3. What do you wish you knew earlier about being a data scientist?
To rely more on open-source software/platforms
4. How do you respond when you hear the phrase ‘big data’?
I hate that name. It has became a buzzword with no meaning whatsoever.
As was noted recently by @mrocklin, 90% of the databases are in the gigabyte territory, 9% in the terabyte and only 1% in the petabyte. So unless you’re in that last 1% you dont really have to worry about using “big data” tools. Moreover, I think most of the struggle with larger datasets, can be solved by using better the traditional tools like SQL. I recently read this quote by @dbasch “Many companies think they have a “big data” problem when they really have a big “data problem.” I don’t have more to say… 🙂
5. What is the most exciting thing about your field?
I would say the most interesting thing is to start seeing real commitment from industry leaders to actually get on board with data science.
6. How do you go about framing a data problem – in particular, how do you avoid spending too long, how do you manage expectations etc. How do you know what is good enough?
In general I try to have a first good prototype asap, typically using a standard model such as a logistic regression or random forest in case of a classification problem. This helps to have a baseline. Afterwards it really depends on the particular problem. most often than you think, the result of a logistic regression is more than adequate for any given problem. I try to avoid spending to much time in dealing with feature selection, as its easy to loose a lot of time there.
7. Do you feel ‘Data Science’ is a thing – or do you feel it is just some Engineering functions rebranded? Do you think we could do more of the hypothesis driven scientific enquiry?
I think both. It really dependents on the context. I have seen a lot of people using the re-branding to sell more, but other than that they keep business as usual.
8. You worked as an Analytics professional in Colombia, could you comment on the difference between Data Scientist and Analytics Professional.

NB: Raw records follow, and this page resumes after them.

PR #10690, opened 2025-02-19
mixin: add GEM-flavoured compiled mixin

dimitarvdimitrov:
#### What this PR does

This is intended to be used by GEM installations. Soon it will include GEM-specific dashboards and alerts.

Fixes #<issue number>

In my experience Analytics consists in making the analysis/modeling/predictions, and data science complement that by given more tools for data extraction and finally implementation of the different models. I think for doing analytics you can rely on statistical and data mining skills, whereas in data science you must complement that with skills from software engineering.
Bio: Alejandro Correa Bahnsen is currently working towards a Ph.D in Machine Learning at Luxembourg University. His research area relates to cost-sensitive classification and its application in a variety of real-world problems such as fraud detection, credit risk, direct marketing and churn modeling. Also, he works part time a fraud data scientist at CETREL a SIX Company applying his research for detecting fraud. Before starting his PhD, he worked for five years as a data scientist at GE Money and Scotiabank, applying data mining models in a variety of areas from advertisement to financial risk management. He have written and published many academic and industrial papers in the best per-review publications. Moreover, Alejandro also have experience as instructor of econometrics, financial risk management and machine learning.